Learning to Watch the Skies: Reinforcement Learning for Space Surveillance
Master thesis, EEMCS Faculty, TU Delft, 2025
Master’s thesis project on applying reinforcement learning for detecting space debris for spacecraft safety and sustainable space operations.
Summary
Since the dawn of the space age, humanity has launched over 23,000 satellites into orbit (as of September 2025) [1]. These machines form the invisible backbone of modern civilization — powering everything from global communication and navigation to weather forecasting and defense operations.

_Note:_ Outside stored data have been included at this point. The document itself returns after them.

PR #6176, opened 2020-05-27
repo: support unlisted but publicly accessible repositories

achilleas-k:
This PR adds support for publicly accessible but unlisted (secret) repositories (issue #5733).

## Forms and UI

I'm including screenshots to show how the new checkbox appears in all relevant forms.

### Creation
new-repository
new-fork
new-migration

### Settings
repo-settings

### Settings (forked)
repo-settings-with-fork

### Icon

Note that, as I mentioned in the relevant issue, I included the icon for testing but it should probably be replaced by something more appropriate, like the [eye-closed](https://primer.style/octicons/eye-closed) octicon in newer versions, or anything you might feel is more appropriate..

repo-home
repo-list

---

## Behaviour

Unlisted repositories behave like Private repositories on pages that list repositories.  The difference is that users who know the URL are allowed to view and clone them.  The general idea is that Unlisted repositories should be "secret", in that no user should be able to discover them, but users who know about them can read them.  In the interest of clarity and posterity, below I list how Unlisted repositories behave in all relevant cases.

For the owner of an unlisted repository:
- They appear on the owner's repository list page.
- They appear on the explore page (and search results).

For a collaborator of an unlisted repository:
- They **do not** appear on the owner's repository list page.
- They appear on the explore page (and search results).

For owners of organisations with unlisted repositories:
- They appear on an organisation's repository list page.

For organisation team members with access to unlisted repositories:
- They appear on an organisation's repository list page.

For other users and guest (non-logged-in) users:
- They **do not** appear on the owner's repository list page.
- They **do not** appear on the explore page (and search results).

General:
- They **do not** appear in the owner's public activity (actions).
- Repositories can be created unlisted.
- Migrations can be created unlisted.
- Forking an unlisted repository copies the unlisted property and the property can't be changed in the fork.
- Changing a repository's unlisted status changes the status for all forks of the repository.
- Changing a repository's unlisted status changes the visibility of associated actions.

---

## API

Adding the Unlisted property to the API requires editing the structs in the go-gogs-client, which I'll do later and then reflect the changes here as necessary.

PR #6305, opened 2020-09-03
repo: set default value for `is_unlisted` column

unknwon:
Follow up of #6176, otherwise the existing rows will have NULL and makes the `is_unlisted = false` condition ineffective.

cc @achilleas-k


achilleas-k:
Thanks for the ping.  Sorry I didn't catch this.

unknwon:
@achilleas-k No worries, it is more of an ORM trick...

PR #6349, opened 2020-09-24
Remove branch prefix from SHA URL

zhukovra:
Resolves #6300

PR #6350, opened 2020-09-25
markup: render SHA links without branch prefix

laojianzi:
Refactoring PR #6349

Co-authored-by: Zhukov Roman <zhukov.roman@gmail.com>


internal/db/repo.go
```diff
@@ -429,24 +429,26 @@ func (repo *Repository) UpdateSize() error {
...
-		return nil
-	} else if repo.ExternalMetas == nil {
-		repo.ExternalMetas = map[string]string{
-			"format": repo.ExternalTrackerFormat,
-			"user":   repo.MustOwner().Name,
-			"repo":   repo.Name,
-		}
+	if repo.ExternalMetas == nil {
+		repo.ExternalMetas = make(map[string]string)
+	}
```
unknwon, line 436: We do not need to re-create metas map every time this method is being called:
```suggestion
	if repo.ExternalMetas != nil {
		return repo.ExternalMetas
	}
	
	repo.ExternalMetas = make(map[string]string)
```

internal/markup/markup.go
```diff
@@ -140,12 +140,22 @@ func RenderCrossReferenceIssueIndexPattern(rawBytes []byte, urlPrefix string, me
...
+		if len(metas) > 0 {
+			user := metas["user"]
+			repo := metas["repo"]
+
+			if user != "" && repo != "" {
+				urlPrefix = fmt.Sprintf("/%s/%s", user, repo)
+			}
+		}
+
+		return fmt.Sprintf(`<a href="%s/commit/%s"><code>%s</code></a>`, urlPrefix, m, tool.ShortSHA1(m))
```
unknwon, line 158: Since this link is broken anyway for SHA1 links, I don't think this fall back does any good, thus can remove it.

internal/db/repo.go
```diff
@@ -429,24 +429,26 @@ func (repo *Repository) UpdateSize() error {
...
+
+	repo.ExternalMetas["user"] = repo.MustOwner().Name
+	repo.ExternalMetas["repo"] = repo.Name
```
unknwon, line 439: Use the result of [`repo.Link`](https://github.com/gogs/gogs/blob/211a1394b86dafc90d73d5d622ca85686c2fb5f6/internal/db/repo.go#L544-L546) is better here, that's all we want.
```suggestion
	repo.ExternalMetas["repoLink"] = repo.Link()
```

internal/markup/markup.go
```diff
@@ -140,12 +140,22 @@ func RenderCrossReferenceIssueIndexPattern(rawBytes []byte, urlPrefix string, me
...
-		return fmt.Sprintf(`<a href="%s/commit/%s"><code>%s</code></a>`, urlPrefix, m, tool.ShortSHA1(string(m)))
+
+		if len(metas) > 0 {
+			user := metas["user"]
+			repo := metas["repo"]
+
+			if user != "" && repo != "" {
+				urlPrefix = fmt.Sprintf("/%s/%s", user, repo)
+			}
+		}
```
unknwon, line 156: It is generally safe to assume `metas` won't be empty.

```suggestion
		return fmt.Sprintf(`<a href="%s/commit/%s"><code>%s</code></a>`, metas["repoLink"], m, tool.ShortSHA1(string(m)))
```

internal/markup/markup.go
```diff
@@ -160,7 +170,7 @@ func RenderSpecialLink(rawBytes []byte, urlPrefix string, metas map[string]strin
 
 	rawBytes = RenderIssueIndexPattern(rawBytes, urlPrefix, metas)
 	rawBytes = RenderCrossReferenceIssueIndexPattern(rawBytes, urlPrefix, metas)
-	rawBytes = RenderSha1CurrentPattern(rawBytes, urlPrefix)
+	rawBytes = RenderSha1CurrentPattern(rawBytes, urlPrefix, metas)
```
unknwon, line 173: In fact, I think the only change we need in this file is this:

```suggestion
	rawBytes = RenderSha1CurrentPattern(rawBytes, metas["repoLink"])
```

unknwon (changes requested):
Thanks! Please see inline comments.

laojianzi:
> Thanks! Please see inline comments.

Thanks for your review!

unknwon (approved):
Thank you!

unknwon:
@laojianzi If you're interested, the next step would be refactor the repository metas to be a concrete struct, instead of a `map[string]string`.

laojianzi:
> @laojianzi如果您有兴趣，下一步将是将存储库meta重构为一个具体的结构，而不是一个`map[string]string`。

@unknwon Nice, @me 👍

But Earth’s orbits are no longer pristine: alongside the functional satellites now drift millions of debris fragments, relics of past missions [1]. As orbital density continues to rise, so does the risk of catastrophic chain reactions known as collisional cascades — where one collision spawns thousands of new debris pieces, exponentially increasing the likelihood of further impacts [3]. This scenario threatens not only spacecraft safety but also the long-term sustainability of space operations. Maintaining safe access to orbit has become a data-driven challenge of planetary scale.
Enter Space Situational Awareness (SSA) — the science of mapping, monitoring, and predicting the dynamics of space objects. SSA relies on networks of ground- and space-based sensors that collect continuous streams of measurements to determine the location, trajectory, and characteristics of every detectable object in orbit. The richer this data, the better our models of the orbital ecosystem — and the smarter our predictions of its evolution.
However, achieving reliable SSA comes with two key challenges:
1. Multi-objective sensing trade-offs
SSA systems must juggle three competing objectives —
(a) searching for unknown objects,
(b) tracking known ones, and
(c) characterizing their properties.
Prioritizing one inevitably limits resources for the others.
2. Resource scarcity
As orbital congestion increases, the demand for surveillance outpaces the capabilities of limited sensor networks [4].
To maintain continuous and effective orbital coverage, autonomous sensor tasking is crucial. This involves making intelligent, real-time decisions about which sensors should observe which targets, and when — effectively turning sensor management into a sequential decision-making problem.
This project approaches that challenge using Reinforcement Learning (RL). By modeling sensor tasking as a Markov Decision Process (MDP), RL agents can learn adaptive policies that balance multiple SSA objectives simultaneously.
The goal: to design and evaluate multi-objective RL algorithms capable of orchestrating complex sensing operations in a dynamic, high-stakes environment.
Objectives
The student will:
- Translate an existing Java-based sensor tasking simulator into Python.
- Integrate it with the Gym API [5] for flexible experimentation.
- Benchmark and compare different RL algorithms for solving the underlying MDP, with a focus on multi-objective optimization.
Student Profile
This project is ideal for a student who:
- Has programming skills in Java and Python,
- Understands the fundamentals of Reinforcement Learning, and
- Is eager to explore multi-objective optimization and its applications in real-world, safety-critical domains like space systems.
You’ll gain hands-on experience developing intelligent agents that make data-driven decisions in a complex physical environment — essentially applying AI to keep humanity’s access to space safe and sustainable.
References
[1] European Space Agency, “esa.int,” June 2024. URL.
[2] De Concini, A., and Toth, J. “The Future of the European Space Sector: How to Leverage Europe’s Technological Leadership and Boost Investments for Space Ventures,” European Investment Bank, 2019.
[3] Kessler, D.J., and Cour‐Palais, B. “Collision frequency of artificial satellites: The creation of a debris belt,” Journal of Geophysical Research: Space Physics, vol. 83, pp. 2637–2646, 1978.
[4] Schrogl, K.U., et al. “Handbook of Space Security: Policies, Applications and Programs,” 2015.
[5] Felten, F., Alegre, L. N., Nowé, A., Bazzan, A. L. C., Talbi, E. G., Danoy, G., & da Silva, B. C. (2023). “A toolkit for reliable benchmarking and research in multi-objective reinforcement learning.” Proceedings of the 37th Conference on Neural Information Processing Systems (NeurIPS 2023).